(MATERIAL PROVIDED Opens)

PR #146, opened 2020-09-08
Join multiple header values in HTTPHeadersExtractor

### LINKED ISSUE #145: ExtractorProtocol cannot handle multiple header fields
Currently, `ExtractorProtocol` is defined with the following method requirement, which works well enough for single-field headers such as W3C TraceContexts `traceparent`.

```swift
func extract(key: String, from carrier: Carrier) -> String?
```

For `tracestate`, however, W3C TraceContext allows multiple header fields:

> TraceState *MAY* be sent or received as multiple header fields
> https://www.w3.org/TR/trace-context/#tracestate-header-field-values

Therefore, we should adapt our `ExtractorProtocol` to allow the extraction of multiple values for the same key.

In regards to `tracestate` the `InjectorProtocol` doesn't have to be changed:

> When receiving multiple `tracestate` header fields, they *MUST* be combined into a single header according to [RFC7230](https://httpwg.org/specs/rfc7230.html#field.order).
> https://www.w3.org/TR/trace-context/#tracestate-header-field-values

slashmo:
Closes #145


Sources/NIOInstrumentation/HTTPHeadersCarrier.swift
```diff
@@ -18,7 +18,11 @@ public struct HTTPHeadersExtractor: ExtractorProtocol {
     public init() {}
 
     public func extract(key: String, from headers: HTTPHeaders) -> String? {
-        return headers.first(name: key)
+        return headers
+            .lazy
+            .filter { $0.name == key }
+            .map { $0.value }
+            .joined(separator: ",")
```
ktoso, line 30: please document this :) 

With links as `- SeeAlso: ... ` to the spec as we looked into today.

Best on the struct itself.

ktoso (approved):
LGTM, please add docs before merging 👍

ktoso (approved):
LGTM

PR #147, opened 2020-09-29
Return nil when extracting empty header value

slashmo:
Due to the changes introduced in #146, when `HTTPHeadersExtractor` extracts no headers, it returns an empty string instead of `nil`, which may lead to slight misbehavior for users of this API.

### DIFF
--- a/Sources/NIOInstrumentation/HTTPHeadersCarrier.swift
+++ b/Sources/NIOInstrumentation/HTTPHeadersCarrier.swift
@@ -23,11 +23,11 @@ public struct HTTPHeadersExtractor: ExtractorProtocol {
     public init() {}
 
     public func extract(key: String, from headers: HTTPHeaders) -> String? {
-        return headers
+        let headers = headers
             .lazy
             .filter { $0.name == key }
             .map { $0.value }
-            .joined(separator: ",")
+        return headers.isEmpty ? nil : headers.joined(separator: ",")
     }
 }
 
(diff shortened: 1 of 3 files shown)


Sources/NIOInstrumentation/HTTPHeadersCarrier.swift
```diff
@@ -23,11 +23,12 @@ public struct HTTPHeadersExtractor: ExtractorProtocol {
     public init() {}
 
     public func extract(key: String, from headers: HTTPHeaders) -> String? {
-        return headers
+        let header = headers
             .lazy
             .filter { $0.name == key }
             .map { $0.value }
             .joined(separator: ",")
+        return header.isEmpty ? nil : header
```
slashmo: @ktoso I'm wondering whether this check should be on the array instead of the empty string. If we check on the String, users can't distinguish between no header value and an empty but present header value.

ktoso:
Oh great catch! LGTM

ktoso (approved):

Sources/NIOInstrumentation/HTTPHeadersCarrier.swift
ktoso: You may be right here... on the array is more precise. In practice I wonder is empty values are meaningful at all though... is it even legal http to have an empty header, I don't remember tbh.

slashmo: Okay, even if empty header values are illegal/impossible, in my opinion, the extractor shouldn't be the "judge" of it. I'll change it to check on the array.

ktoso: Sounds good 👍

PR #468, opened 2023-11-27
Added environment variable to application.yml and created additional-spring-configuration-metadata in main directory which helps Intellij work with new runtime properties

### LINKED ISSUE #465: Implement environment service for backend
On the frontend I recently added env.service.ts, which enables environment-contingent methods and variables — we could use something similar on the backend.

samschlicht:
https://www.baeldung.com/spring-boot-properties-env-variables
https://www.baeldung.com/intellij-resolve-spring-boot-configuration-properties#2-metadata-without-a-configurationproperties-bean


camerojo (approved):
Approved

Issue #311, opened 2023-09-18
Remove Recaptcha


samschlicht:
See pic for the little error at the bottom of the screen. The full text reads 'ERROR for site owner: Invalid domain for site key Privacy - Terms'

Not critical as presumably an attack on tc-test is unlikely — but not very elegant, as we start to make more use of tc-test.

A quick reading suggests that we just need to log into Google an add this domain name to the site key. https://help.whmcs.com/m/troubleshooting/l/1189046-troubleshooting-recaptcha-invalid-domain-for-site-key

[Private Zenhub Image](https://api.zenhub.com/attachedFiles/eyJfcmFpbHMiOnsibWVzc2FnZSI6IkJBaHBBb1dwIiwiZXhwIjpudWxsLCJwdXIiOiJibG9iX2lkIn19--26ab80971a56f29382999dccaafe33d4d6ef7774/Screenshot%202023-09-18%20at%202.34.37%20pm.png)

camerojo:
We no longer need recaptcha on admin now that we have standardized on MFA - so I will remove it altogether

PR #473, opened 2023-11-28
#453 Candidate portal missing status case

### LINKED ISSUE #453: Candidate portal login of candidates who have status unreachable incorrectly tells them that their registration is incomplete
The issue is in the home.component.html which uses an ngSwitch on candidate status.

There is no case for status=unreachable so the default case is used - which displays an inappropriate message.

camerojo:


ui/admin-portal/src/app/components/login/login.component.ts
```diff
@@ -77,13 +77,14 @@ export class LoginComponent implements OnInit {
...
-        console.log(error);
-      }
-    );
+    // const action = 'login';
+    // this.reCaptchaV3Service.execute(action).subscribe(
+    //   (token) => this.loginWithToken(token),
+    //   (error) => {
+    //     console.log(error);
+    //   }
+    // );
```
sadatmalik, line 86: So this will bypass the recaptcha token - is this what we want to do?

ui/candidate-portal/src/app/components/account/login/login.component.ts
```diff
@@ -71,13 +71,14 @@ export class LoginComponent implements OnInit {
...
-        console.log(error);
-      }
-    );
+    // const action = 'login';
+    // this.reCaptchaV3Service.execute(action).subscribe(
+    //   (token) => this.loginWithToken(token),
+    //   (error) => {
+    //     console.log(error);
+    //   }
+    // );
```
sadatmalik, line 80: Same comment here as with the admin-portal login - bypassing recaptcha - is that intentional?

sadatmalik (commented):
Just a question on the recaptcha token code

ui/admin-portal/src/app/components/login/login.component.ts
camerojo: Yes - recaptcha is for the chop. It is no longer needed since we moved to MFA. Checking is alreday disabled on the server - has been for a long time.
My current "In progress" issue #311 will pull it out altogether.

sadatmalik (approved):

(MATERIAL PROVIDED Closes)

Restate word for word every line from the one containing "it out altogether." through the final line of the listing. Both end lines belong in the answer.

My current "In progress" issue #311 will pull it out altogether.

sadatmalik (approved):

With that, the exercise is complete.